▶ _WORK TO BE COMPLETED_
Print exactly the lines below between the line holding "- Provide a capacity hint parameter" and the line holding "(diff shortened: 1 of 3 files shown)", inclusive, and nothing more.

▶ _RECORDED INFORMATION_
*** Block opens ***

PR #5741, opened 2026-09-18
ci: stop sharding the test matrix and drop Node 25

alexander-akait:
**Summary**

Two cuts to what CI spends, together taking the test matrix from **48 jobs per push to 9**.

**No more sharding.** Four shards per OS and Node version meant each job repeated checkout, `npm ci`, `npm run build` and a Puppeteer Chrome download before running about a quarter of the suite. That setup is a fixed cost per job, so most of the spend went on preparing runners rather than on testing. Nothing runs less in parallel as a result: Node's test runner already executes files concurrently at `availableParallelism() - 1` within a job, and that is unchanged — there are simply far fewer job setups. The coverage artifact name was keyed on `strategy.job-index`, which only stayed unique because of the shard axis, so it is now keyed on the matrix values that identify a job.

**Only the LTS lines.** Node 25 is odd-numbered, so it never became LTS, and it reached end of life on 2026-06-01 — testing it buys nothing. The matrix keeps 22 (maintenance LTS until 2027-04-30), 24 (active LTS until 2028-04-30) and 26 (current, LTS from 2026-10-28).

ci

*** Block closes ***
*** Block opens ***

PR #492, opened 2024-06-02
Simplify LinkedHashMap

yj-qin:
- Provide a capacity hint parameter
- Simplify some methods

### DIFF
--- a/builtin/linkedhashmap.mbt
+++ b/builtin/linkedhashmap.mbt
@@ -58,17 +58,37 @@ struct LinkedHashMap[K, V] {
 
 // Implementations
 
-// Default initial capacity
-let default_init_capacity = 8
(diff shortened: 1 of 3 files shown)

*** Block closes ***

▶ _RESPONSE AREA_
- Provide a capacity hint parameter
- Simplify some methods

### DIFF
--- a/builtin/linkedhashmap.mbt
+++ b/builtin/linkedhashmap.mbt
@@ -58,17 +58,37 @@ struct LinkedHashMap[K, V] {
 
 // Implementations
 
-// Default initial capacity
-let default_init_capacity = 8
(diff shortened: 1 of 3 files shown)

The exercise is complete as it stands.